* Input
PR #418, opened 2017-03-20
Catch exceptions raised in running pylint on enum.py.

degustaf:
### Fixes / new features
- Catch exceptions raised in running pylint on enum.py from the standard library.

### DIFF
--- a/astroid/tests/unittest_inference.py
+++ b/astroid/tests/unittest_inference.py
@@ -2303,6 +2303,27 @@ class InferenceTest(resources.SysPathSetup, unittest.TestCase):
             error = errors[0]
             self.assertEqual(str(error), expected_value)
 
+    def test_unary_type_errors_crash(self):
+        ast_nodes = extract_node('''
+        class EnumMeta(type):
+            def __new__(mcs, cls, bases, classdict):
+                __new__ = object.__new__
+                enum_class = super().__new__(mcs, cls, bases, classdict)
+        
+                enum_member = __new__(enum_class)
+                not hasattr(enum_member, '_value_') #@
+                for _ in classdict._member_names:
+                    enum_member = __new__(enum_class)
+                    if not hasattr(enum_member, '_value_'): #@
+                        enum_member._value_ = 0
+        ''')
+        ast_nodes[1] = next(ast_nodes[1].get_children())
+        for node in ast_nodes:
+            try:
+                node.type_errors()
+            except TypeError:
+                self.fail("node.type_errors raises unexpected TypeError.")
+
     def test_unary_empty_type_errors(self):
         # These aren't supported right now
         ast_nodes = extract_node('''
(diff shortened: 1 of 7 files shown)


degustaf:
@ceridwen, I think a helper function (probably in utils) that actually raises the error will minimize the duplicated code.  I'll see what I can put together for you to take a look at.

degustaf:
@ceridwen Something appears to be wrong with coveralls.  It looks like it is reporting the Python 2.7 results as the total coverage.

degustaf:
@ceridwen All the tests, including coverage, are green.  Can we get this merged in now?

PCManticore:
I need to make some time to review this first

ceridwen:
Sorry for the delay.  I've been trying to confirm or refute whether [stack introspection](http://pypy.org/performance.html#micro-tuning-tips) has anything to do with why PyPy runs pylint more slowly than CPython.  Currently, the only stack introspection we're doing is in `util.py`, calling `sys.exc_info()`when we reraise exceptions.  I haven't been able to prove that it's the problem, but I haven't been able to rule it out, either.  However, reraising exceptions is essential to getting useful tracebacks for debugging, so I've been looking for a better way to handle this that doesn't involve stack introspection.  So far, I haven't found anything that works with Python 2, which means this may be a permanent problem.

This makes me reluctant to add more stack introspection.    Regardless, we currently have clutter in our stack traces from `util.reraise()`, and I'd rather have clutter than introduce more stack introspection.

My only other comment is that because astroid is almost completely undocumented (this is a problem we inherited, unfortunately), it won't be apparent that `**kws` is only being used here to collect spurious arguments if something of the wrong type is being called.  Putting comments or docstrings in each function would be most transparent, but would require a lot of duplication.  Anyone else have a better idea?

ceridwen:
To be clear: I'm willing to merge after `inspect.stack` is removed, but I still want to wait for @PCManticore's review.

degustaf:
@ceridwen I removed the added use of inspect.stack.

astroid/tests/unittest_inference.py
```diff
@@ -2303,6 +2303,27 @@ class A(object): pass
             error = errors[0]
             self.assertEqual(str(error), expected_value)
 
+    def test_unary_type_errors_crash(self):
+        ast_nodes = extract_node('''
```
PCManticore: @degustaf what exactly is the problem here? Running pylint over this snipper raises indeed a TypeError, due to ``class_context`` being passed, but why was it passed to ``getattr`` in the first place? This pull request seems to address the effect rather than the cause. Let's investigate first in what circumstances ``class_context`` gets passed and why astroid does this.

PCManticore:
I'm closing this. Let's investigate first why _proxied isn't a ClassDef and how did that AST node got there. A more appropriate fix might be needed after figuring out these details.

* Action item
Go through the data and retype all of it exactly.

* Exercise output
PR #418, opened 2017-03-20
Catch exceptions raised in running pylint on enum.py.

degustaf:
### Fixes / new features
- Catch exceptions raised in running pylint on enum.py from the standard library.

### DIFF
--- a/astroid/tests/unittest_inference.py
+++ b/astroid/tests/unittest_inference.py
@@ -2303,6 +2303,27 @@ class InferenceTest(resources.SysPathSetup, unittest.TestCase):
             error = errors[0]
             self.assertEqual(str(error), expected_value)
 
+    def test_unary_type_errors_crash(self):
+        ast_nodes = extract_node('''
+        class EnumMeta(type):
+            def __new__(mcs, cls, bases, classdict):
+                __new__ = object.__new__
+                enum_class = super().__new__(mcs, cls, bases, classdict)
+        
+                enum_member = __new__(enum_class)
+                not hasattr(enum_member, '_value_') #@
+                for _ in classdict._member_names:
+                    enum_member = __new__(enum_class)
+                    if not hasattr(enum_member, '_value_'): #@
+                        enum_member._value_ = 0
+        ''')
+        ast_nodes[1] = next(ast_nodes[1].get_children())
+        for node in ast_nodes:
+            try:
+                node.type_errors()
+            except TypeError:
+                self.fail("node.type_errors raises unexpected TypeError.")
+
     def test_unary_empty_type_errors(self):
         # These aren't supported right now
         ast_nodes = extract_node('''
(diff shortened: 1 of 7 files shown)


degustaf:
@ceridwen, I think a helper function (probably in utils) that actually raises the error will minimize the duplicated code.  I'll see what I can put together for you to take a look at.

degustaf:
@ceridwen Something appears to be wrong with coveralls.  It looks like it is reporting the Python 2.7 results as the total coverage.

degustaf:
@ceridwen All the tests, including coverage, are green.  Can we get this merged in now?

PCManticore:
I need to make some time to review this first

ceridwen:
Sorry for the delay.  I've been trying to confirm or refute whether [stack introspection](http://pypy.org/performance.html#micro-tuning-tips) has anything to do with why PyPy runs pylint more slowly than CPython.  Currently, the only stack introspection we're doing is in `util.py`, calling `sys.exc_info()`when we reraise exceptions.  I haven't been able to prove that it's the problem, but I haven't been able to rule it out, either.  However, reraising exceptions is essential to getting useful tracebacks for debugging, so I've been looking for a better way to handle this that doesn't involve stack introspection.  So far, I haven't found anything that works with Python 2, which means this may be a permanent problem.

This makes me reluctant to add more stack introspection.    Regardless, we currently have clutter in our stack traces from `util.reraise()`, and I'd rather have clutter than introduce more stack introspection.

My only other comment is that because astroid is almost completely undocumented (this is a problem we inherited, unfortunately), it won't be apparent that `**kws` is only being used here to collect spurious arguments if something of the wrong type is being called.  Putting comments or docstrings in each function would be most transparent, but would require a lot of duplication.  Anyone else have a better idea?

ceridwen:
To be clear: I'm willing to merge after `inspect.stack` is removed, but I still want to wait for @PCManticore's review.

degustaf:
@ceridwen I removed the added use of inspect.stack.

astroid/tests/unittest_inference.py
```diff
@@ -2303,6 +2303,27 @@ class A(object): pass
             error = errors[0]
             self.assertEqual(str(error), expected_value)
 
+    def test_unary_type_errors_crash(self):
+        ast_nodes = extract_node('''
```
PCManticore: @degustaf what exactly is the problem here? Running pylint over this snipper raises indeed a TypeError, due to ``class_context`` being passed, but why was it passed to ``getattr`` in the first place? This pull request seems to address the effect rather than the cause. Let's investigate first in what circumstances ``class_context`` gets passed and why astroid does this.

PCManticore:
I'm closing this. Let's investigate first why _proxied isn't a ClassDef and how did that AST node got there. A more appropriate fix might be needed after figuring out these details.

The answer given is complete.